I'm kind of a black sheep in management circles (in software), because I instinctively resist anything that means more process. I suppose that some combination of my general skepticism toward authority, and not being a Type-A, are partially responsible for this. But it's also experiential, because I've seen over and over again that more process doesn't result in better outcomes.
What I've struggled with for some years is understanding how to account for success if process isn't the winning thing. Recently, I've noticed that there are themes that influence decision making and operational direction. These are decidedly harder to codify and communicate, which may be why translating my instinct into institutional action has been so hard for most of my career.
It's a work in progress, but there are some things I can write down that are independent I think of any specific industry.
- Focus on outcomes. A lot of processes do not serve outcomes, they only provide structure. When you start to look at every action and whether or not it really benefits the outcome, it's amazing how many things just fall away as unimportant. If the outcomes aren't clear, then they need to be better defined so you're not just throwing crap at the wall to see what sticks.
- Use delivery as a constraint. This helps you focus. If you're doing thing that you don't need to deliver the thing, maybe you don't have to do them at all.
- Momentum over status quo.

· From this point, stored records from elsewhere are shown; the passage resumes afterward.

Issue #129, opened 2020-06-09
minor issue - skip logging during startup "ERRO Failed to open dump, error: Os { code: 2, kind: NotFound, message: "No such file or directory" }, dump_path: /tmp/shengji_state.json"


cai-jack:
this is not an error during startup since the dump file has not yet been created. Skip logging as an error when it is ErrorKind::NotFound

PR #130, opened 2020-06-09
#129: skip logging NotFound error of game state dump at startup

cai-jack:


backend/src/main.rs
```diff
@@ -173,7 +174,11 @@ async fn main() {
             }
         }
         Err(e) => {
-            error!(init_logger, "Failed to open dump"; "error" => format!("{:?}", e));
+            if let ErrorKind::NotFound = e.kind() {
+                // println!("file not found, not logging");
```
rbtying, line 178: drop the `println!`?

otherwise, sgtm

cai-jack: K. fixed. I could not find a "if not let" to do this. Do u?

rbtying: You can use a match, if you'd like:

```
match e.kind() {
  ErrorKind::NotFound => (),
  _ => {
   // log
  }
}
```

rbtying: Actually, `ErrorKind` implements `Eq`. So you can just do

```
if e.kind() != ErrorKind::NotFound {

}
```

cai-jack: Cool. will do. Thanks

It's shocking how often people will double down and defend "we've always done it that way," even though the trajectory that isn't that shows how you don't need the old way. This theme is a way to foster innovation, which by definition is not doing the same shit over and over.
There are some software specific things too...
- Bias toward working software. The best way to get over assumptions and complexity is to just build working things, as fast and simply as possible. I'm always surprised by the desire to fight this. I don't think you have to work in the field very long to know that the more you try to account for All The Things up front, the more wrong you are. If you try to get the first 80% right without spending 80% of your time on the last 20%, the outcomes are better.
- Don't be dependent on the world as you know it. Everyone works in an enterprise that has baggage, and it's hard to change. When you look for solutions that don't require you to commit to the legacy you're working in, everything is easier, faster and has an eye toward the future. Another way to look at it is, don't bolt on the thing you need to build to what already exists. Look for ways to build it in a way that it could be plugged in anywhere.
- Observability isn't optional. If you can't measure all the things, you don't know if what you have is viable. Software people get hung up on how well the hardware works, which isn't useful because in a cloud world, scale is easy. Measure how fast your thing responds to requests, how long it takes to work with other services, how often it does certain things, when it fires off business events.
- Performance is a feature. If it needs to perform at a certain level, you need to design for that outcome. It's easy to build something that sucks in terms of performance, so understand up front what your objectives are here.
Again, these are themes, directives, ways to do stuff. They are not really processes, the go-to thing that managers tend to lean into. Stop that.